= Task details =
Would you print the entire listing exactly, leaving nothing out?

= Material supplied =
PR #18, opened 2019-06-16
Added support for databaseParameters proc.

JohnAD:
I have learned **much** more about template parameters in the last four hours :).

Anyway, I have parameter objects working if you are interested. This is a non-breaking change, it is simply an expansion of how the `db` macro (and subtending `withCustomDb` templates) can behave.

Example of use:

```nim
# first, verifying that the previous methods still work:

db("testA.db", "", "", ""):
  type
    User* = object
      display_name*: string
      zip_code*: Option[string]

var u = User(
  display_name: "joe3",
  zip_code: none string
)

withDb:
  createTables(force=true)
  u.insert()

withCustomDb("testB.db", "", "", ""):
  createTables(force=true)
  u.insert()

# now the new stuff:

let dbC = databaseParameters("testC.db", "", "", "")

withCustomDb(dbC):
  createTables(force=true)
  u.insert()

let dbD = databaseParameters("testD.db", "", "", "")

db(dbD):
  type
    Animal* = object
      species: string
      weight: int

var a = Animal(species: "cat")

withDb:  # this writes to "testD.db" as seen in dbD
  createTables(force=true)
  a.insert()

withCustomDb(dbC):
  createTables(force=true) # this will not touch the existing 'user' table
  a.insert()

withCustomDb(databaseParameters("testE.db", "", "", "")):
  createTables(force=true)
  a.insert()
```

### DIFF
--- a/src/norm/sqlite.nim
+++ b/src/norm/sqlite.nim
@@ -18,6 +18,19 @@ export sqlite
 export rowutils, objutils, pragmas
 
 
+type
+  DbParamFields* = object
+    stored_connection*: string 
+    stored_user*: string
+    stored_password*: string
+    stored_database*: string
+
+proc databaseParameters*(connection, user, password, database: string): DbParamFields =
+  result.stored_connection = connection
+  result.stored_user = user
+  result.stored_password = password
+  result.stored_database = database
+
 proc `$`*(query: SqlQuery): string = $ string query
 
 proc getTable*(objRepr: ObjRepr): string =
@@ -181,7 +194,7 @@ template genWithDb(connection, user, password, database: string,
                    tableSchemas, dropTableQueries: openArray[SqlQuery]): untyped {.dirty.} =
   ## Generate ``withDb`` templates.
 
-  template withCustomDb*(customConnection, customUser, customPassword, customDatabase: string,
+  template withSpecificDb(customConnection, customUser, customPassword, customDatabase: string,
                          body: untyped): untyped {.dirty.} =
     ##[ A wrapper for actions that require custom DB connection, i.e. not the one defined in ``db``.
     Defines CRUD procs to work with the DB, as well as ``createTables`` and ``dropTables`` procs.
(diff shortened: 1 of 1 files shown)


moigagoo:
What's the goal though? If the goal is to allow grouping db connection params under aliases, then there's a simpler and shorter solution: 

```diff
diff --git a/src/norm/sqlite.nim b/src/norm/sqlite.nim
index 35a1070..b2aae15 100644
--- a/src/norm/sqlite.nim
+++ b/src/norm/sqlite.nim
@@ -18,6 +18,9 @@ export sqlite
 export rowutils, objutils, pragmas
 
 
+type DbParams* = tuple[connection, user, password, database: string]
+
+
 proc `$`*(query: SqlQuery): string = $ string query
 
 proc getTable*(objRepr: ObjRepr): string =
@@ -337,6 +340,10 @@ template genWithDb(connection, user, password, database: string,
         body
       finally: dbConn.close()
 
+  template withCustomDb*(dbParams: DbParams, body: untyped): untyped {.dirty.} =
+    withCustomDb(dbParams.connection, dbParams.user, dbParams.password, dbParams.database):
+      body
+
   template withDb*(body: untyped): untyped {.dirty.} =
     ##[ A wrapper for actions that require DB connection. Defines CRUD procs to work with the DB,
     as well as ``createTables`` and ``dropTables`` procs.
@@ -402,3 +409,7 @@ macro db*(connection, user, password, database: string, body: untyped): untyped
                                     genTableSchemas(dbObjReprs), genDropTableQueries(dbObjReprs))
 
   result.insert(0, withDbNode)
+
+template db*(dbParams: DbParams, body: untyped): untyped =
+  db(dbParams.connection, dbParams.user, dbParams.password, dbParams.database):
+    body
```

I think such aliases could be useful if we could pass several of them at the same time, e.g. `db(master, replica)`. We could use threads to run the commands on multiple DBs in parallel.

But whether we need to implement such a feature, is an open question.

JohnAD:
Using a template for the alternate `db` call makes a lot of a sense. Good catch.

A tuple would work.

In theory, one could avoid adding a new element at all by using an array:

```nim
template db*(p: array[0..3, string], body: untyped): untyped =
  db(p[0], p[1], p[2], p[3]):
    body
```

Though in practice, I've not debugged that. For some reason the `body` parameter is being eaten.

Anyway, the goal:

I was thinking long-term, as `norm` moves into production, an object would be more flexible. Allowing optional parameters, non-string parameters, meta information, and so on.

moigagoo:
@JohnAD I always forget to click "Submit Review" after reviewing PRs :-( I've left some comments on the code.

However, my main concern is not the quality of the submitted code, but the necessity of this feature at this moment in Norm's development. The only benefit I see in DB param aliases so far is that it allows to avoid repeating the same params in `withCustomDb` calls. However, this doesn't feel like a common case. So I'm feeling this is better implemented after we:
- move postgres to ndb
- factor repeating functionality in sqlite and postgres to a shared module
- possibly refactor rowutils because it currently contains logic that is maybe better suited for specific backends
- find a better way to determine field type that `$fieldRepr.type == "int"` (man, I hate this code so much!)
- evaluate the importance of supporting multidb setups (like the master-replica example).

All in all, there's so much fundamental issues to resolve that I feel that this is a premature optimization. But this is just my stand on the thing, I'm open to discussion.

moigagoo:
> In theory, one could avoid adding a new element at all by using an array:

But the calls would be really ugly: `db(["foo.db", "", '", ""]):`. So many brackets!

JohnAD:
> All in all, there's so much fundamental issues to resolve that I feel that this is a premature optimization. But this is just my stand on the thing, I'm open to discussion.

I can see that. My head is in the MongoDB branch anyway right now.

= Exercise solution =
PR #18, opened 2019-06-16
Added support for databaseParameters proc.

JohnAD:
I have learned **much** more about template parameters in the last four hours :).

Anyway, I have parameter objects working if you are interested. This is a non-breaking change, it is simply an expansion of how the `db` macro (and subtending `withCustomDb` templates) can behave.

Example of use:

```nim
# first, verifying that the previous methods still work:

db("testA.db", "", "", ""):
  type
    User* = object
      display_name*: string
      zip_code*: Option[string]

var u = User(
  display_name: "joe3",
  zip_code: none string
)

withDb:
  createTables(force=true)
  u.insert()

withCustomDb("testB.db", "", "", ""):
  createTables(force=true)
  u.insert()

# now the new stuff:

let dbC = databaseParameters("testC.db", "", "", "")

withCustomDb(dbC):
  createTables(force=true)
  u.insert()

let dbD = databaseParameters("testD.db", "", "", "")

db(dbD):
  type
    Animal* = object
      species: string
      weight: int

var a = Animal(species: "cat")

withDb:  # this writes to "testD.db" as seen in dbD
  createTables(force=true)
  a.insert()

withCustomDb(dbC):
  createTables(force=true) # this will not touch the existing 'user' table
  a.insert()

withCustomDb(databaseParameters("testE.db", "", "", "")):
  createTables(force=true)
  a.insert()
```

### DIFF
--- a/src/norm/sqlite.nim
+++ b/src/norm/sqlite.nim
@@ -18,6 +18,19 @@ export sqlite
 export rowutils, objutils, pragmas
 
 
+type
+  DbParamFields* = object
+    stored_connection*: string 
+    stored_user*: string
+    stored_password*: string
+    stored_database*: string
+
+proc databaseParameters*(connection, user, password, database: string): DbParamFields =
+  result.stored_connection = connection
+  result.stored_user = user
+  result.stored_password = password
+  result.stored_database = database
+
 proc `$`*(query: SqlQuery): string = $ string query
 
 proc getTable*(objRepr: ObjRepr): string =
@@ -181,7 +194,7 @@ template genWithDb(connection, user, password, database: string,
                    tableSchemas, dropTableQueries: openArray[SqlQuery]): untyped {.dirty.} =
   ## Generate ``withDb`` templates.
 
-  template withCustomDb*(customConnection, customUser, customPassword, customDatabase: string,
+  template withSpecificDb(customConnection, customUser, customPassword, customDatabase: string,
                          body: untyped): untyped {.dirty.} =
     ##[ A wrapper for actions that require custom DB connection, i.e. not the one defined in ``db``.
     Defines CRUD procs to work with the DB, as well as ``createTables`` and ``dropTables`` procs.
(diff shortened: 1 of 1 files shown)


moigagoo:
What's the goal though? If the goal is to allow grouping db connection params under aliases, then there's a simpler and shorter solution: 

```diff
diff --git a/src/norm/sqlite.nim b/src/norm/sqlite.nim
index 35a1070..b2aae15 100644
--- a/src/norm/sqlite.nim
+++ b/src/norm/sqlite.nim
@@ -18,6 +18,9 @@ export sqlite
 export rowutils, objutils, pragmas
 
 
+type DbParams* = tuple[connection, user, password, database: string]
+
+
 proc `$`*(query: SqlQuery): string = $ string query
 
 proc getTable*(objRepr: ObjRepr): string =
@@ -337,6 +340,10 @@ template genWithDb(connection, user, password, database: string,
         body
       finally: dbConn.close()
 
+  template withCustomDb*(dbParams: DbParams, body: untyped): untyped {.dirty.} =
+    withCustomDb(dbParams.connection, dbParams.user, dbParams.password, dbParams.database):
+      body
+
   template withDb*(body: untyped): untyped {.dirty.} =
     ##[ A wrapper for actions that require DB connection. Defines CRUD procs to work with the DB,
     as well as ``createTables`` and ``dropTables`` procs.
@@ -402,3 +409,7 @@ macro db*(connection, user, password, database: string, body: untyped): untyped
                                     genTableSchemas(dbObjReprs), genDropTableQueries(dbObjReprs))
 
   result.insert(0, withDbNode)
+
+template db*(dbParams: DbParams, body: untyped): untyped =
+  db(dbParams.connection, dbParams.user, dbParams.password, dbParams.database):
+    body
```

I think such aliases could be useful if we could pass several of them at the same time, e.g. `db(master, replica)`. We could use threads to run the commands on multiple DBs in parallel.

But whether we need to implement such a feature, is an open question.

JohnAD:
Using a template for the alternate `db` call makes a lot of a sense. Good catch.

A tuple would work.

In theory, one could avoid adding a new element at all by using an array:

```nim
template db*(p: array[0..3, string], body: untyped): untyped =
  db(p[0], p[1], p[2], p[3]):
    body
```

Though in practice, I've not debugged that. For some reason the `body` parameter is being eaten.

Anyway, the goal:

I was thinking long-term, as `norm` moves into production, an object would be more flexible. Allowing optional parameters, non-string parameters, meta information, and so on.

moigagoo:
@JohnAD I always forget to click "Submit Review" after reviewing PRs :-( I've left some comments on the code.

However, my main concern is not the quality of the submitted code, but the necessity of this feature at this moment in Norm's development. The only benefit I see in DB param aliases so far is that it allows to avoid repeating the same params in `withCustomDb` calls. However, this doesn't feel like a common case. So I'm feeling this is better implemented after we:
- move postgres to ndb
- factor repeating functionality in sqlite and postgres to a shared module
- possibly refactor rowutils because it currently contains logic that is maybe better suited for specific backends
- find a better way to determine field type that `$fieldRepr.type == "int"` (man, I hate this code so much!)
- evaluate the importance of supporting multidb setups (like the master-replica example).

All in all, there's so much fundamental issues to resolve that I feel that this is a premature optimization. But this is just my stand on the thing, I'm open to discussion.

moigagoo:
> In theory, one could avoid adding a new element at all by using an array:

But the calls would be really ugly: `db(["foo.db", "", '", ""]):`. So many brackets!

JohnAD:
> All in all, there's so much fundamental issues to resolve that I feel that this is a premature optimization. But this is just my stand on the thing, I'm open to discussion.

I can see that. My head is in the MongoDB branch anyway right now.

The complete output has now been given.